◆ EXERCISE INPUT
-- -- --
PR #672, opened 2025-07-01
Add mobile translations subheader

### LINKED ISSUE #649: Create mobile translations subheader
Create mobile language options subheader [according to figma designs,](https://www.figma.com/design/LAy4vzpOLf7YnXbB7pGfN8/BHA-ECHO?node-id=852-21648&m=dev) potentially utilizing rect-aria's `ButtonGroup` component.

aaronxsu:
## Overview

This PR builds on top of [`RadioGroup`](https://react-spectrum.adobe.com/react-aria/RadioGroup.html) from React Aria and creates the translations subheader component.

I ended up using `RadioGroup` rather than the button group, because there should always be one option selected, which makes a radio group semantically closer to the use case.

Tagging @philippschmitt for styling improvements.

### Checklist

- [ ] CI passes after rebase

### Demo

Screenshot 2025-07-01 at 6 28 59 PM

## Testing Instructions

 * Go to http://localhost:9966/components
 * Click on the buttons in the "Radio Button Group" section, and make sure the clicked option's button border is outlined

Resolves https://github.com/azavea/echo-locator/issues/649

### DIFF
--- a/src/frontend/src/components/SelectLanguageButtons.tsx
+++ b/src/frontend/src/components/SelectLanguageButtons.tsx
@@ -27,12 +27,13 @@ const SelectLanguageButtons = ({ language }: Props) => {
 
     return (
         <RadioButtonGroup
+            aria-label="Select a language"
             value={selectedLanguage}
             onChange={setSelectedLanguage}
         >
-            <RadioButton value={Languages.EN} label="English" />
-            <RadioButton value={Languages.ES} label="Español" />
-            <RadioButton value={Languages.ZH} label="中文" />
+            <RadioButton value={Languages.EN}>English</RadioButton>
+            <RadioButton value={Languages.ES}>Español</RadioButton>
+            <RadioButton value={Languages.ZH}>中文</RadioButton>
         </RadioButtonGroup>
     );
 };
--- a/src/frontend/src/components/SelectLanguageButtons.tsx
+++ b/src/frontend/src/components/SelectLanguageButtons.tsx
@@ -1,0 +1,40 @@
+import { useEffect, useState } from "react";
+
+import {
+    RadioButton,
+    RadioButtonGroup,
+} from "./base/RadioButtonGroup/RadioButtonGroup";
+
+export const Languages = {
+    EN: "en",
+    ES: "es",
+    ZH: "zh",
+};
+
+type LanguageKeys = (typeof Languages)[keyof typeof Languages];
+
+interface Props {
+    language: LanguageKeys;
+}
+
+const SelectLanguageButtons = ({ language }: Props) => {
+    const [selectedLanguage, setSelectedLanguage] =
+        useState<LanguageKeys>(language);
+
+    useEffect(() => {
+        setSelectedLanguage(language);
+    }, [language]);
+
+    return (
+        <RadioButtonGroup
+            value={selectedLanguage}
+            onChange={setSelectedLanguage}
+        >
+            <RadioButton value={Languages.EN} label="English" />
+            <RadioButton value={Languages.ES} label="Español" />
+            <RadioButton value={Languages.ZH} label="中文" />
+        </RadioButtonGroup>
+    );
+};
+
+export default SelectLanguageButtons;
--- a/src/frontend/src/components/base/RadioButtonGroup/RadioButtonGroup.styles.ts
+++ b/src/frontend/src/components/base/RadioButtonGroup/RadioButtonGroup.styles.ts
@@ -1,0 +1,20 @@
+import { tv } from "tailwind-variants";
+
+export const radioButtonGroupStyles = tv({
+    base: "flex gap-3",
+});
+
+export const radioButtonStyles = tv({
+    base: [
+        "flex items-center justify-center rounded-[var(--spacing-4)] border px-4 py-2 h-[34px] gap-3 self-stretch flex-1",
+        "text-gray-800 text-sm font-bold transition-colors border",
+        "cursor-pointer focus-visible:outline-none focus-visible:ring-2 focus-visible:ring-muted-blue-400 focus-visible:ring-offset-2",
+        "pressed:scale-[0.98]",
+    ],
+    variants: {
+        isSelected: {
+            true: "border-gray-500",
+            false: "border-gray-300 hover:border-gray-500",
+        },
+    },
+});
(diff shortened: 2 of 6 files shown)


src/frontend/src/components/SelectLanguageButtons.tsx
```diff
@@ -0,0 +1,40 @@
+import { useEffect, useState } from "react";
+
+import {
+    RadioButton,
+    RadioButtonGroup,
+} from "./base/RadioButtonGroup/RadioButtonGroup";
+
+export const Languages = {
```
aaronxsu, line 8: I stopped using enums in this project because: https://devblogs.microsoft.com/typescript/announcing-typescript-5-8-beta/#the---erasablesyntaxonly-option and instead followed the solution recommended here: https://dev.to/ivanzm123/dont-use-enums-in-typescript-they-are-very-dangerous-57bh

src/frontend/src/components/base/RadioButtonGroup/RadioButtonGroup.styles.ts
```diff
@@ -0,0 +1,20 @@
...
+export const radioButtonStyles = tv({
+    base: [
+        "flex items-center justify-center rounded-[var(--spacing-4)] border px-4 py-2 h-[34px] gap-3 self-stretch flex-1",
+        "text-gray-800 text-sm font-bold transition-colors border",
+        "cursor-pointer focus-visible:outline-none focus-visible:ring-2 focus-visible:ring-muted-blue-400 focus-visible:ring-offset-2",
+        "pressed:scale-[0.98]",
+    ],
+    variants: {
+        isSelected: {
+            true: "border-gray-500",
```
aaronxsu: I just changed the color of the border when the radio button is selected, which is the same style as when it's hovered. This might not be the best approach, but I did not get much luck finding the corresponding selected state's style in Figma. Please feel free to update these styles.

src/frontend/src/components/base/RadioButtonGroup/RadioButtonGroup.styles.ts
```diff
@@ -0,0 +1,20 @@
...
+            false: "border-gray-300 hover:border-gray-500",
+        },
+    },
```
aaronxsu, line 23: I did not add Small, Medium, Large sizes (unlike for the button) in the style definitions, since there seems to be only one style in the UI design, which is only used in the mobile view. We could customize size further as we encounter them later, I'd suggest.

src/frontend/src/components/SelectLanguageButtons.tsx
```diff
@@ -0,0 +1,40 @@
...
+    useEffect(() => {
+        setSelectedLanguage(language);
+    }, [language]);
+
+    return (
+        <RadioButtonGroup
+            value={selectedLanguage}
+            onChange={setSelectedLanguage}
+        >
+            <RadioButton value={Languages.EN} label="English" />
```
rajadain: Since all we're doing in our implementation of `RadioButton` is initialize styles, we should otherwise try to match the API of the underlying React Aria component. [They pass the label as a child](https://react-spectrum.adobe.com/react-aria/RadioGroup.html#value), not as a prop. Consider updating `RadioButton` to match that:

```suggestion
            <RadioButton value={Languages.EN}>English</RadioButton>
```

src/frontend/src/pages/Components.tsx
```diff
@@ -254,6 +257,17 @@ const Components = () => {
                         </div>
                     </div>
                 </section>
+
+                <section className="p-8 bg-white border border-gray-200 rounded-lg shadow-sm">
+                    <h2 className="text-3xl font-medium text-gray-800 mb-8 pb-4 border-b">
+                        Radio Button Group
+                    </h2>
+                    <div className="space-y-8">
+                        <div className="flex flex-col gap-4 w-[272px]">
```
rajadain, line 266: I hope we encode these arbitrary widths into theme variables and use those, instead of inline constants like this.

rajadain (approved):
+1 tested, looks good. Left some code comments. Also agree that the selected / active state is not distinctive enough yet, that should be tweaked further to be more prominent.

src/frontend/src/pages/Components.tsx
aaronxsu: Yes, I believe we will do that for the app UI pages according to the designs. The components page is temporary.

src/frontend/src/components/SelectLanguageButtons.tsx
aaronxsu: Agreed. Addressed in https://github.com/azavea/echo-locator/pull/672/commits/380fbe03ce2f249c0a5da92355258e6f6a902c3d

src/frontend/src/components/base/RadioButtonGroup/RadioButtonGroup.styles.ts
aaronxsu: @philippschmitt please feel free to push up styling touches to help improve this component.

philippschmitt:
Good point to use the semantic choice, `RadioGroup`! 

I don't think the button needs to give strong feedback because the entire page's language will change based on the selection. Still, I tweaked the style a bit so that the selected option looks more like a disabled button.

I also tried to add the blue outlines for keyboard focus, like all the other buttons have, but I didn't succeed. Do you know why that is? I think some focus indicator (outline/background/border change) would be important for a11y.

aaronxsu:
@philippschmitt thanks for the review.

>I also tried to add the blue outlines for keyboard focus, like all the other buttons have, but I didn't succeed. Do you know why that is? I think some focus indicator (outline/background/border change) would be important for a11y.

This is a great catch. I have a fix locally and will push it up.

>I don't think the button needs to give strong feedback because the entire page's language will change based on the selection. Still, I tweaked the style a bit so that the selected option looks more like a disabled button.

Did you get a chance to push it up yet? It might be good to push up your changes first and then I will push up my keyboard focus fix, so we won't override changes.

philippschmitt:
My bad, I forgot to push. It's up now.

aaronxsu:
@philippschmitt No worries. Thanks for pushing that up. It looks good to me. 

I pushed up my fixes for the tabbing focus. Could you please pull it down and see if it works on your end? As usual, please feel free to tweak the styles.

philippschmitt:
Works well now, thanks! 👏

aaronxsu:
Thank you both for the reviews and the suggestions. I squashed the fixup commits and added a changelog entry. Merging now.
-- -- --
◆ EXERCISE REQUIREMENTS
Filter the records down to the lines containing the word "free", and copy those.

◆ FINISHED TASK
aaronxsu: I just changed the color of the border when the radio button is selected, which is the same style as when it's hovered. This might not be the best approach, but I did not get much luck finding the corresponding selected state's style in Figma. Please feel free to update these styles.
aaronxsu: @philippschmitt please feel free to push up styling touches to help improve this component.
I pushed up my fixes for the tabbing focus. Could you please pull it down and see if it works on your end? As usual, please feel free to tweak the styles.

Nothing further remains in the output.